▸ RECORDS SHOWN:
PR #125, opened 2016-01-08
Support for marking immutable objects to avoid cloning.

johnou:


DanielSperry:
It's all or nothing, right?

If a single parameter is not immutable everything gets cloned together:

▸ YOUR OBJECTIVE: Exactly how many lines of the listing hold the word "immutable"? Give the number with nothing else.

▸ ANSWER BELOW: 2